**Activity:**
Find all lines below containing the string "edit" and return them.

**Entries taken from a collection:**
···

PR #171, opened 2015-06-26
DEC-443 display errors

danthewolfe:
* Created a mediator for sending messages to subscribers. Subscribers provide a specific call back function that will be called when a message that they are concerned with is received.
 * Cleaned up the different form messages since they were duplicating code for the most part, aside from the message and style
 * Created a FormMessageCenter that handles displaying all "global" messages to the user. This object subscribes to certain messages for triggering the display of a message, focusing on the message, and hiding it.
 * Created an APIResponseMixin to handle parsing the response json when errors are received from the api to get an easier to use error message
 * Stripped out the error/success messaging parts of ItemMetaDataForm and changed it to utilize the message center object for this
 * Modified CollectionPublishToggle to display an error message when it is unable to publish/unpublish the collection.

======

 * Added and implemented material-ui for the error dialog.
 * Created some mixins for general material-ui theme related stuff and for dialog components.

### DIFF
--- a/app/assets/javascripts/components/forms/FormMessageCenter.jsx
+++ b/app/assets/javascripts/components/forms/FormMessageCenter.jsx
@@ -1,0 +1,58 @@
+var FormMessageCenter = React.createClass({
+  getInitialState: function() {
+    return {
+      messageType: "",
+      messageText: "",
+      displayState: "hidden",
+    };
+  },
+
+  componentWillMount: function() {
+    mediator.subscribe("MessageCenterDisplay", this.receiveDisplay);
+    mediator.subscribe("MessageCenterHide", this.receiveHide);
+    mediator.subscribe("MessageCenterFocus", this.receiveFocus);
+    mediator.subscribe("MessageCenterDisplayAndFocus", this.receiveDisplayAndFocus);
+  },
+
+  receiveDisplay: function(type, message) {
+    this.setState({
+      displayState: "show",
+      messageType: message[0],
+      messageText: message[1],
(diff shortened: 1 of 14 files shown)


app/assets/javascripts/mediator.js
```diff
@@ -0,0 +1,24 @@
+function Mediator() {
+  // hashmap of message type to list of subscribers for that message type
+  this.subscribers = [];
+};
+
+Mediator.prototype.subscribe = function(type, subscriberCallback) {
+  if (!(type in this.subscribers))
+    this.subscribers[type] = [];
```
jaronkk: This if statement needs curly braces

app/assets/javascripts/components/forms/FormMessageCenter.jsx
```diff
@@ -0,0 +1,52 @@
...
+
+  receiveDisplay: function(type, message) {
+    this.setState({
+      messageType: message[0],
+      messageText: message[1],
+    });
+    this.refs.errorDialog.show();
+  },
+
+  receiveDisplayAndFocus: function(type, message) {
```
jgondron: This is no longer needed now that we're using the dialogs as a way to ensure the user sees the message.

rfox2:
:+1: Would the mediator code need to be deprecated if we switch to flux?

danthewolfe:
Probably. I think we'd remove the mediator.js file and use flux's dispatcher instead. It would still be a very similar pattern of subscribing and event emitter.

PR #256, opened 2015-10-01
DEC-497: Export collection

jgondron:
Why: User needs a way to export a collection to a Google spreadsheet in the correct format
How: Added client side code that creates the spreadsheet then requests an auth token for access to the new sheet that the server can use to populate the data. Added routes/methods server side to export item data for a collection using the auth token and worksheet provided by the client. Once the export is complete the server will redirect the user to the new sheet.

Note: The google api does not currently allow programmatically setting a cells format. Because of this, by default, it will attempt to translate dates into a new format which will cause problems when reimporting. For the time being I'm using the old string literal trick (which google supports in its sheets) by prepending the value with a ' character. I don't *really* like this solution because it's known to cause problems for users who want to do additional processing with their data. In the future, we may want to just separate the date fields into separate columns, but this would be a fairly big change to both export and import so I want to try this simple method first.

### DIFF
--- a/app/assets/javascripts/mixins/GoogleCreatorMixin.jsx
+++ b/app/assets/javascripts/mixins/GoogleCreatorMixin.jsx
@@ -1,0 +1,76 @@
+// Requires the following within the page that uses this mixin:
+//  <script type="text/javascript" src="https://apis.google.com/js/api.js"></script>
+//
+
+var GoogleCreatorMixin = {
+  propTypes: {
+    developerKey: React.PropTypes.string.isRequired,
+    clientId: React.PropTypes.string.isRequired,
+    appId: React.PropTypes.string.isRequired,
+    authUri: React.PropTypes.string.isRequired,
+  },
+
+  oauthToken: null,
+
+  clientApiLoaded: false,
+
+  loadCreator: function() {
+    if(this.clientApiLoaded && this.oauthToken){
+      this.createFile(this.fileCreated);
+    } else {
+      gapi.load("auth", {"callback": this.onAuthApiLoad});
+      gapi.load("client", {"callback": this.onClientApiLoad});
+    }
+  },
+
+  onClientApiLoad: function() {
+    this.clientApiLoaded = true;
+    this.createFile(this.fileCreated);
+  },
+
+  onAuthApiLoad: function() {
+    gapi.auth.init(this.onAuthApiInit);
+  },
+
+  onAuthApiInit: function(clientId) {
+    window.gapi.auth.authorize(
+      {
+        "client_id": this.props.clientId,
+        "scope": "https://www.googleapis.com/auth/drive.file",
+        "hd": "nd.edu"
+      },
+      this.handleAuthResult);
+  },
+
+  handleAuthResult: function(authResult) {
+    if (authResult && !authResult.error) {
+      this.oauthToken = authResult.access_token;
+      this.createFile(this.fileCreated);
+    }
+  },
+
+  createFile: function(callback) {
+    if(this.clientApiLoaded && this.oauthToken){
+      const boundary = 'foo_bar_baz';
+      const delimiter = "\r\n--" + boundary + "\r\n";
+      const close_delim = "\r\n--" + boundary + "--";
+
+      var fileData = this.getFileData();
+
+      var metadata = {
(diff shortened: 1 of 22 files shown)


app/assets/javascripts/mixins/GoogleCreatorMixin.jsx
```diff
@@ -0,0 +1,76 @@
...
+  handleAuthResult: function(authResult) {
+    if (authResult && !authResult.error) {
+      this.oauthToken = authResult.access_token;
+      this.createFile(this.fileCreated);
+    }
+  },
+
+  createFile: function(callback) {
+    if(this.clientApiLoaded && this.oauthToken){
+      const boundary = 'foo_bar_baz';
```
rfox2: Nice. :-)

app/controllers/export_controller.rb
```diff
@@ -0,0 +1,40 @@
+class ExportController < ApplicationController
+  # Constructs an auth request to google. Packs the collection id, file, and sheet
+  # into state data so that this data persists the round trip.
+  def get_google_export_authorization_uri
```
rfox2: What happens down the line if an invalid collection id is submitted here?

app/services/google_export_items.rb
```diff
@@ -0,0 +1,40 @@
...
+    instance = new(auth_code: auth_code, callback_uri: callback_uri)
+    instance.export_to_worksheet!(items: items, file: file, sheet: sheet)
+  end
+
+  def initialize(auth_code:, callback_uri:)
+    @session = GoogleSession.new
+    session.connect(auth_code: auth_code, callback_uri: callback_uri)
+  end
+
+  def export_to_worksheet!(items:, file:, sheet:)
```
rfox2: Just curious: why the bang?

app/services/google_session.rb
```diff
@@ -63,4 +63,33 @@ def worksheet_to_hash(worksheet:)
...
+      # See if this hash has any new columns. If so, append it to the end
+      hash.keys.each do |key|
+        unless header_row.include?(key)
+          header_row << key
+        end
+      end
+
+      # Populate the row with values based on the order of the header row
+      row = []
+      header_row.each do |header|
```
rfox2: Does this mean that each row of the resulting spreadsheet will be an array of values from all of the records?

jgondron: To assign values to a row you just give it a 1d array of values, where the index in the array is the column that it will map to. So, it essentially has to map nonuniform data to a 2d array since some items may have different metadata keys in the hash. So it has to figure out the total number of columns to populate, then make sure all items map their values correctly to those columns. Items that did not have a certain key will just leave that field blank in the array. Not sure if this answers the question.

app/services/google_export_items.rb
jgondron: No strong reason. I think because it modifies the object. In this case that should be pretty clear that will happen even without it.

app/controllers/export_controller.rb
jgondron: At this point it isn't doing anything with any of our objects. It's only forming a request uri that the client can use to request a token that the server can then use to r/w to a file in google docs. The export call back will eventually do a check for permissions to edit the collection, which should fail if it doesn't exist. So it will waste a round trip from server, to client, to gapi, then back to our server, but nothing damaging will happen as far as I can tell.

app/assets/javascripts/mixins/GoogleCreatorMixin.jsx
jgondron: Ah, I actually meant to change that :)

app/services/google_export_items.rb
rfox2: OK. It wasn't clear to me how the object was modified but I trust you that it is. :-)

app/services/google_session.rb
rfox2: Right, I just wasn't sure if the tuples would be vertically aligned or horizontally aligned. With the header row dictating the values of the column, I think that answers my question. I was just making sure that the tuples were horizontally aligned but they have to be in order for this to work I think. Ignore the question. :-)

rfox2:
:+1:

jonhartzler:
:+1:

PR #257, opened 2015-10-02
DEC-587, DEC-556 Add external url value to V1 output

rfox2:
What: Added field to API output for external collection urls


jgondron:
:+1:

danthewolfe:
:+1:

app/decorators/v1/collection_json_decorator.rb
```diff
@@ -23,6 +23,10 @@ def metadata_configuration_url
       h.v1_collection_metadata_configuration_url(object.unique_id)
     end
 
+    def external_url
```
jonhartzler: There is a spec for this file.  collection_json_decorator_spec.rb.  I think I would like to see a spec on this method.

rfox2: My bad. I was looking at the wrong collection_json_decorator_spec.rb file and only saw one expectation in it, so it looked like an all or nothing proposition. I'll add in this spec when I push up the other changes.

PR #261, opened 2015-10-05
Add additional type designation in V1 output for collections

rfox2:
**What** Added additional type designation for collections output via the V1 API. Schema.org allows for an "additionalType" field which is typed as a URL. I also added definitions for the two new sub-types on the honeycomb wiki. I modified the parent context for collections to be "bib.schema.org" and changed the type to "Collection".

**Why** This gives the API consumer a way to easily identify what type of collection is being output. The "Collection" type, which is a sub-type of "CreativeWork" is also more appropriate for the type of things being output via the API in aggregate.

**What** Added a new method to the collection decorator, unit tests, and modified the jbuilder file as outlined above.

### DIFF
--- a/app/decorators/v1/collection_json_decorator.rb
+++ b/app/decorators/v1/collection_json_decorator.rb
@@ -27,6 +27,10 @@ module V1
       object.exhibit.url ? object.exhibit.url : ""
     end
 
+    def additional_type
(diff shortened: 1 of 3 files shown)


jonhartzler:
:+1:

jgondron:
:+1:

PR #263, opened 2015-10-06
Import incorrectly showing updates

jgondron:
Why: There is a difference between the item edit form and import in how they treat unset/empty metadata. This is causing import to report record changes when, from the user's perspective, there was no changes.
How:
-Modified item decorator to only send a metadata field if it actually has content. This is to prevent frontends from processing and sending update data for fields that actually have not been set.
-To catch any additional problems in the attribute data sent to SaveItem, added a ParamCleaner that does some common cleanup such as string bools to bools and empty string to nil

### DIFF
--- a/app/decorators/item_decorator.rb
+++ b/app/decorators/item_decorator.rb
@@ -60,24 +60,7 @@ class ItemDecorator < Draper::Decorator
 
   def meta_data
     data = {}
-    [
-      :name,
-      :description,
-      :transcription,
-      :manuscript_url,
-      :creator,
-      :contributor,
-      :subject,
-      :publisher,
-      :alternate_name,
-      :rights,
-      :call_number,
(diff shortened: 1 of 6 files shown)


jonhartzler:
:+1:

app/decorators/item_decorator.rb
```diff
@@ -55,24 +55,35 @@ def item_meta_data_form
...
-        date_created: object.date_created,
-        date_published: object.date_published,
-        date_modified: object.date_modified,
-      })
+      data: meta_data)
+  end
+
+  def meta_data
+    data = {}
+    [
```
jonhartzler: can we read this out of configuration?  

Configuration#field_names  maybe.

rfox2:
:+1:  once the tests are fixed

PR #264, opened 2015-10-06
Update item image status to have a no image state.

jonhartzler:
Why:  this is necessary so we can display correctly in the UI when an Item does not have an image associated with it. 

What:  I added a new status to the image status.  Changed where that status gets set in save item.  Updated the listing page and item edit form to look at the status.


rfox2:
:+1: the jsx looks a lot cleaner now; much more legible

app/assets/javascripts/components/ItemShowImageBox.jsx
```diff
@@ -27,37 +22,12 @@ var ItemShowImageBox = React.createClass({
...
-    {
-      case "image_ready":
-        this.setState({
-          imageReady: true,
-          image: image["items"]["image"],
-        });
-        clearInterval(this.state.requestTimer);
-        break;
-      case "image_processing":
-        if(this.state.requestCount >= this.props.maxRetries) {
```
jgondron: Did you mean to remove this bit? This prevented the client from infinitely pinging the server.

app/assets/javascripts/components/ItemShowImageBox.jsx
```diff
@@ -67,60 +37,78 @@ var ItemShowImageBox = React.createClass({
       requestCount: this.state.requestCount + 1
     });
 
+    console.log(this.props.itemPath);
```
jgondron: ^

app/assets/javascripts/components/ItemShowImageBox.jsx
jonhartzler: I did.  Basically I looked at it and said.  Normal operation has this as not a common occurrence.  One request every 3 seconds is not a load altering request especially since the result is a cache hit until the item changes.  I decided not to pre-optimize and add complexity that does not provide immediate benefit.

jgondron: Well, load was a concern, but the biggest reason was ux. I didn't want the user to think they'd had to wait indefinitely for the image to load to know that it was successful (especially within the context of replacing an image). I wanted them to know they could leave the page and continue working and come back if they needed to. So, I wanted to be able to reliably say that the user would only ever wait a max of 15 seconds before knowing that things are probably ok, and they can come back later.

PR #266, opened 2015-10-08
Import images script

jgondron:
Why: Need a way to import images in bulk to support one-off collections that need to be created prior to supporting bulk image import through the interface.
How: Created a temporary rake task that we can use in the interim. It expects a collection id and a single text file with paths to the files that need to be imported on separate lines. It does not handle traversing directories to magically pull files in, so any collating of files will need to happen prior to the import when generating the text file.


danthewolfe:
:+1:

rfox2:
:+1:

PR #267, opened 2015-10-09
DEC-616 Migration of url field to collection model

rfox2:
What: Schema, code and data migration of URL field from the exhibit model to the collection model
How: Code, schema and data migrated


jgondron:
:+1:

jonhartzler:
:+1:

PR #268, opened 2015-10-12
DEC-615: Merge exhibit name into collection name_line_1, name_line_2

jgondron:
There don't seem to be any references to exhibit.name other than exhibition. Most objects are already using collection.name_line_1 and name_line_2.


jonhartzler:
:+1:

rfox2:
:+1:

PR #269, opened 2015-10-12
DEC-625: Migrate about text to collections

jgondron:
-Created migration to add about text column to Collections and copy existing data from the exhibits.about into collections.about
-Changed all references to exhibits.about to collections.about


rfox2:
Make PR against DEC-376-Merge-collection-and-exhibit-models

jonhartzler:
:+1:

PR #270, opened 2015-10-12
DEC-629: Migrate copyright

jgondron:
-Created migration to add copyright text column to Collections and copy existing data from the exhibits.copyright into collections.copyright
-Changed all references to exhibits.copyright to collections.copyright


rfox2:
Make PR against DEC-376-Merge-collection-and-exhibit-models

PR #271, opened 2015-10-12
DEC-630: Migrate enable_browse

jgondron:
-Created migrations to add enable_browse text column to Collections and copy existing data from the exhibits. enable_browse into collections. enable_browse
-Changed all references to exhibits. enable_browse to collections. enable_browse


rfox2:
Make new PR against DEC-376-Merge-collection-and-exhibit-models

PR #272, opened 2015-10-13
DEC-617 Merge description fields into collection model

rfox2:
**What**: Two description fields have been merged into the collection model and renamed to site_intro and short_intro to be consistent with how we're using them in the application.
**How**: Two fields were added to the collection model and the API was updated.

### DIFF
--- a/db/migrate/20151009171750_migrate_descriptions_to_collections.rb
+++ b/db/migrate/20151009171750_migrate_descriptions_to_collections.rb
@@ -1,0 +1,26 @@
+class MigrateDescriptionsToCollections < ActiveRecord::Migration
+  class Exhibit < ActiveRecord::Base
+  end
+
+  def up
+    add_column :collections, :site_intro, :text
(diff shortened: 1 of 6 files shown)


db/migrate/20151009171750_migrate_descriptions_to_collections.rb
```diff
@@ -0,0 +1,26 @@
...
+  class Exhibit < ActiveRecord::Base
+  end
+
+  def up
+    add_column :collections, :site_intro, :text
+    add_column :collections, :short_intro, :text
+    Exhibit.find_each do |exhibit|
+      site_intro = exhibit.description
+      short_intro = exhibit.short_description
+      execute "UPDATE collections SET site_intro = '#{site_intro}' WHERE id = #{exhibit.collection_id}" unless site_intro.nil?
```
jgondron: Can you change to do this in one statement?

PR #353, opened 2016-04-19
DEC-924: Bugfix Safari const

jgondron:
Why: A show stopping bug is preventing JS functionality from executing on Safari. The browser is reporting a 'const' error, which is preventing React and jQuery from initializing.
How: Replaced all const with var.


rfox2:
👍

jonhartzler:
👍

PR #354, opened 2016-04-20
DEC-930: Ambrosiana import

jgondron:
Why: It will be easier to import Ambrosiana if we can import the images from the current website.
How: Modified the image upload task to allow for http based files. Now also prints which files were successfully imported. This way, if we have to bail in the middle for any reason, we can exclude these from the full list when running again.


jonhartzler:
👍

rfox2:
👍

PR #355, opened 2016-04-26
Dec 925 fix for promise bug

rfox2:
What: A bug was discovered related to the use of the Axios javascript library, only on IE and specifically IE 11. IE does not recognize the Promise object as having been defined.
How: Added a new module to NPM called 'es6-promise', which provides a polyfill back port that forces IE 10 and later to recognize the Promise definition.

**Note**: IE 10 and later also no longer recognize the comment conditionals (e.g. '[if IE]') so compensating javascript can no longer be included in the head of the document to correct IE compatibility issues

**ALSO**: Added an override to force Webrick to bind to IP address 0.0.0.0 to make it easier to debug from local VMs accessing Webrick running in the native OS

### DIFF
--- a/app/assets/javascripts/application.js
+++ b/app/assets/javascripts/application.js
@@ -29,4 +29,5 @@
 //= require menu-bar
 //= require flash
 //= require jquery.cookie
+require('es6-promise').polyfill();
 window.$ = window.jQuery = require('jquery');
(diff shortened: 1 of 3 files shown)


danthewolfe:
👍

jonhartzler:
👍

PR #356, opened 2016-04-26
DEC-934 Fix for changed external collection attr

rfox2:
What: The attributes for collections and thus external collections changed and the description attr was deprecated. That needed to be corrected for the related forms and lists to work related to external collections.
How: I changed the attribute reference to 'about' instead of 'description' and updated the appropriate code and view pages to reflect that.


danthewolfe:
👍

jgondron:
👍

PR #357, opened 2016-04-27
Viewing changes on a papertrail enabled object

jgondron:
A problem came up this morning that required researching the changes on an object. Our implementation of PaperTrail does not give us the actual changes (see https://github.com/airblade/paper_trail#diffing-versions). This migration will give us access to the changeset for each version


rfox2:
I'd argue for just using the method provided by paper trail itself instead of writing our own method. The paper trail method only requires that we add an additional field to the versions table and paper trail does the rest. See https://github.com/airblade/paper_trail#diffing-versions

This is probably something that we would want to enable in other applications using paper trail. I don't know why we aren't using it in other apps. It does add a bit more storage to the database, but not much more than what we already have with vanilla paper trail.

···

**Answer below:**
jgondron: At this point it isn't doing anything with any of our objects. It's only forming a request uri that the client can use to request a token that the server can then use to r/w to a file in google docs. The export call back will eventually do a check for permissions to edit the collection, which should fail if it doesn't exist. So it will waste a round trip from server, to client, to gapi, then back to our server, but nothing damaging will happen as far as I can tell.
Why: There is a difference between the item edit form and import in how they treat unset/empty metadata. This is causing import to report record changes when, from the user's perspective, there was no changes.
What:  I added a new status to the image status.  Changed where that status gets set in save item.  Updated the listing page and item edit form to look at the status.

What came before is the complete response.